Columnists, Coronavirus, Featured, Jon Caldara, Politics, Uncategorized

Caldara: Have your betters deemed you essential?

Those in governmental power often abuse their authority to choose the winners and losers in our economy. This has grown so ubiquitous that we hardly bother to call it out anymore.

COVID has now allowed them to step it up to a higher, more obscene level, empowering them to select who is essential, who is critical and who is not.

No longer content in choosing who gets to win and lose in a game we all say should be on a level playing field, our leaders now cherry-pick who gets to go on the field to even play.

In Denver, liquor stores are deemed essential. Recreational marijuana shops are essential. Cigar shops are not. Hardware stores like Home Depot, which sell washers, dryers, and other appliances are essential. Stores like Appliance Factory, which sells the same appliances, but not hammers and nails, is not.

Do we really need to explain the dangers of this new precedent? Those without political sway can quickly find themselves on the wrong side of this coin, which health boards, mayors and governors keep flipping in the air.

Does the political clout of waiters and waitresses outweigh those of lawyers? Guess which one of these occupations is deemed critical in Colorado today?

If you need to see your medical doctor today, you may. If you need to see your chiropractor, acupuncturist or homeopath, you may not.

Other people are choosing what services are critical to you, who is critical to you. My God, those in power are deciding, by fiat, if YOU are essential.

To me this is a debasement of all we hold dear. To others it is how we operate for the “best” of society.

I can’t think of a more fundamental illustration of the clash between the collectivist and individualist mind-sets that underpins most of our political battles.

Collectivism requires assumptions to be solidified: What is it that we, as a group, value? What do we, society, think is important?

We leave it to elites in florescent-lighted committee rooms to decide. We trust they have our interests at heart as they decide which relationships we are permitted to have.

But however well-intentioned, those elites are human, and they are subject to special-interest pressure and their own personal values and tastes. Maybe if more in power smoked cigars than drank wine, cigar shops would be open and liquor stores closed today.

Let me oversimplify to illustrate the difference. Collectivists think the primary value to work is to get money. Thus, a forced minimum wage is prized

That might even be true most of the time. But others may value a job for factors outside of the wage. They might desire the job because it’s close to where they live, or it has more flexible work hours, or it’s in a field that excites or impassions them, and therefore that person would work for less than what the collectivists deem the minimum.

Imagine two women who are neighbors. One runs a small but growing accounting firm out of her house. The other is a stay-at-home mother whose children are now finally of school age. The mom has some extra time to learn a new skill, like accounting. The accountant next door can only afford $5 an hour for an assistant.

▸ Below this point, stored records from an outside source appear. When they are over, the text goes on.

PR #140, opened 2019-03-09
Adds CircleCI test output analysis

screamish:
Adds CircleCI test output via the minitest-ci gem for ruby tests and jest-junit for javascript tests.

## Description
I noticed that this project doesn't have test output integration with CircleCI yet. This is my first ever PR to this project so I was looking for something small and peripheral. I would have marked this as a DRAFT PR since it's definitely not ready to be merged, but I need it to get picked up by CircleCI.

## References
https://circleci.com/docs/2.0/collect-test-data/

I'm very rusty on Ruby/Rails so please forgive me if I'm just missing some obvious things here.

## Tasks
- [x] Resolve conflict between Maxitest and Minitest plugin loading

## CCs
@zendesk/volunteer @craig-day @grosser 

## Risks
* low - only adjusts CI test reporting, no change to application


screamish:
When maxitest/autorun is removed from the test_helper.rb I get the following:

```
❯ TESTOPTS="-h" bundle exec rake test
minitest options:
    -h, --help                       Display this help.
    -s, --seed SEED                  Sets random seed. Also via env. Eg: SEED=n rake
    -v, --verbose                    Verbose. Show progress processing files.
    -n, --name PATTERN               Filter run on /regexp/ or string.
    -e, --exclude PATTERN            Exclude /regexp/ or string from run.

Known extensions: ci, rails, pride
        --ci-report                  Enable Minitest::Ci Reporting.
```

With require maxitest/autorun back in test_helper (and no other changes at all), I get the following:

```
❯ TESTOPTS="-h" bundle exec rake test
minitest options:
    -h, --help                       Display this help.
    -s, --seed SEED                  Sets random seed. Also via env. Eg: SEED=n rake
    -v, --verbose                    Verbose. Show progress processing files.
    -n, --name PATTERN               Filter run on /regexp/ or string.
    -e, --exclude PATTERN            Exclude /regexp/ or string from run.

Known extensions: maxitest_verbose_backtrace
```

grosser:
`bundle update maxitest` to make sure you got latest

grosser:
what is this test output used for ?

screamish:
Thanks @grosser, updating maxitest seems to have fixed the plugin loading!

I believe this page https://circleci.com/blog/how-to-output-junit-tests-through-circleci-2-0-for-expanded-insights/ is the best quick overview of what providing test output to circleci in this format offers. I'm certainly not trying to suggest it's a must-have for any project, though, and won't be offended at all if this PR gets closed and not merged.

.gitignore
```diff
@@ -24,3 +24,6 @@
 vendor/gems
 /public/packs
 /node_modules
+
+# Ignore test reports
+/test/reports/
```
grosser: if it used tmp/test_reports, then they would not be in the way when searching for code in the test directory

grosser (approved):
looks good / safe
if possible see if there is a way to make package lock not be such a giant diff, maybe there is a `update --conservative` option like bundler has

.gitignore
screamish: Good idea, done.

screamish:
> if possible see if there is a way to make package lock not be such a giant diff, maybe there is a `update --conservative` option like bundler has

I'm no npm expert, but AFAIK the extent to which dependencies are "pinned" or "floating" during operations like adding a new dependency and installing it are controlled by the [way dependency versions are specified in the package.json](https://docs.npmjs.com/files/package.json#dependencies).  All our deps are listed with the caret `^` prefix which means [all but the left-most non-zero version number will float](https://docs.npmjs.com/misc/semver#caret-ranges-123-025-004).

If anyone knows otherwise, please correct me.

xuebingli (approved):
Thanks for the PR! Looking forward to the insights! 👏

By hiring the mother, the accountant gets to grow her business. The mom gets to learn a new profession while having the flexibility to be there for her young kids. A huge win for both ladies. But minimum-wage laws make this consensual and mutually beneficial relationship a crime.

By law these two women can get married, if that’s the relationship they value, but an employment relationship is deemed too perverse, to exploitative to be legal.

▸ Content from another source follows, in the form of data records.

Issue #110, opened 2018-11-19
Small design tweaks


shiyunl:
### Alignment for Dashboard table is off
![designbug-tab navigation styling](https://user-images.githubusercontent.com/7077683/48695843-327b1780-ec1b-11e8-9189-5c738c92bcce.png)

### Navigation tab styling 
![designbug-alignment in volunteer table](https://user-images.githubusercontent.com/7077683/48695857-34dd7180-ec1b-11e8-86be-414ab802fd77.png)

PR #142, opened 2019-03-13
Fixed visual bugs as outlined in issue #110 

samzx:
Fixed visual bugs as outlined in issue #110 

## Description
* Fixed the border bottom on the tab menus
* Fixed style alignment bug for named avatars and hours on leaderboards

## References
[Github Issue](https://github.com/zendesk/volunteer_portal/issues/110)

The user.group field is unused (UserEntry graphQL query does not retrieve this field).
The NamedAvatar component `subtitle` field is therefore unused.

## Screenshots (if needed)
<details>
<summary>Before</summary>

image

image

</details>

<details>
<summary>After</summary>

image

image

</details>

## CCs

@zendesk/volunteer 

## Risks (if any)
* low

### DIFF
--- a/app/javascript/components/UserList/index.js
+++ b/app/javascript/components/UserList/index.js
@@ -14,6 +14,7 @@ const UserList = ({ users, destroySignup }) => (
             userId={user.id}
             image={user.photo}
             name={user.name}
+            subtitle={user.group}
             showRemove={present(destroySignup)}
             onRemove={() => destroySignup(user)}
           />
--- a/app/javascript/components/UserList/index.js
+++ b/app/javascript/components/UserList/index.js
@@ -14,7 +14,6 @@ const UserList = ({ users, destroySignup }) => (
             userId={user.id}
             image={user.photo}
             name={user.name}
-            subtitle={user.group}
             showRemove={present(destroySignup)}
             onRemove={() => destroySignup(user)}
           />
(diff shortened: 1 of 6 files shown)


xuebingli:
It'd be great if you could attach a screenshot.

app/javascript/components/UserList/index.js
```diff
@@ -14,7 +14,6 @@ const UserList = ({ users, destroySignup }) => (
             userId={user.id}
             image={user.photo}
             name={user.name}
-            subtitle={user.group}
```
xuebingli: I did some digging and it turns out user does have a field called `group`, though not all users have that field populated.

```ruby
irb(main):007:0> User.where(group: nil).count
=> 1206
irb(main):008:0> User.where.not(group: nil).count
=> 1712
```

samzx: That's interesting. What is an example of a `group`?

We could either add the meta data to the subtitle section by fixing the graphQL `UserEntry` query or leave it as is (removing the subtitle section, as it's empty anyway).

It may as well be too much clutter if the group information isn't interesting or relevant anyway.

Thoughts?

xuebingli: > What is an example of a group?

"Growth Marketing"

> We could either add the meta data to the subtitle section by fixing the graphQL UserEntry query or leave it as is (removing the subtitle section, as it's empty anyway).

I reckon we should fix the GraphQL query and populate `group`, since more than half of users have `group` field populated.

samzx: @xuebingli fixed!

xuebingli (approved):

If you believe these two women must be barred from their chosen relationship for the good of the larger society, where other workers could be exploited, you likely lean toward a collectivist mindset.

And for the same reason today a beautician must be barred from coloring the hair of a consenting customer even if they are both wearing masks.

The question comes down to who should decide your worth. Your well-intentioned elites? Your customers? Yourself?

COVID has brought this battle of values to the surface, naked for all to see.

Collectivism has won.

I only hope someone in power deems you essential.

Jon Caldara is president of the Independence Institute, a free market think tank in Denver.